> The problem: Every line from the one containing "This was temporarily" to the end of the records below, written out word for word, is the whole answer.

Collected data:

PR #9473, opened 2025-06-23
[in_app_purchase] Annotate deprecation in test

stuartmorgan-g:
Annotate an intentional use of a deprecated method in an integration test, so that it doesn't show up in deprecation audits.

See https://github.com/flutter/flutter/blob/main/docs/infra/Packages-Gardener-Rotation.md#deprecations


gmackall (approved):
lgtm

PR #9500, opened 2025-06-26
Revert "[camera_android_camerax] Force new `Surface` for each `SurfaceRequest`"

stuartmorgan-g:
Reverts flutter/packages#9360

It uses an API that's not available on `stable`, breaking compilation of the plugin on `stable`.


stuartmorgan-g:
@ash2moon please make sure to watch for tree breakage when you are the Packages Gardener.

PR #9508, opened 2025-06-26
[quick_actions] Restore the appShortcutLaunchActivityAfterStarting test in quick_actions_android

jason-simmons:
This was temporarily disabled due to https://github.com/flutter/flutter/issues/170141, which should be fixed now.


stuartmorgan-g:
Looks like the roller hasn't quite caught up to that commit yet (we've had some tree closure so it's behind).

stuartmorgan-g (approved):
LGTM once the roller catches up so it passes presubmit.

> Response:
This was temporarily disabled due to https://github.com/flutter/flutter/issues/170141, which should be fixed now.


stuartmorgan-g:
Looks like the roller hasn't quite caught up to that commit yet (we've had some tree closure so it's behind).

stuartmorgan-g (approved):
LGTM once the roller catches up so it passes presubmit.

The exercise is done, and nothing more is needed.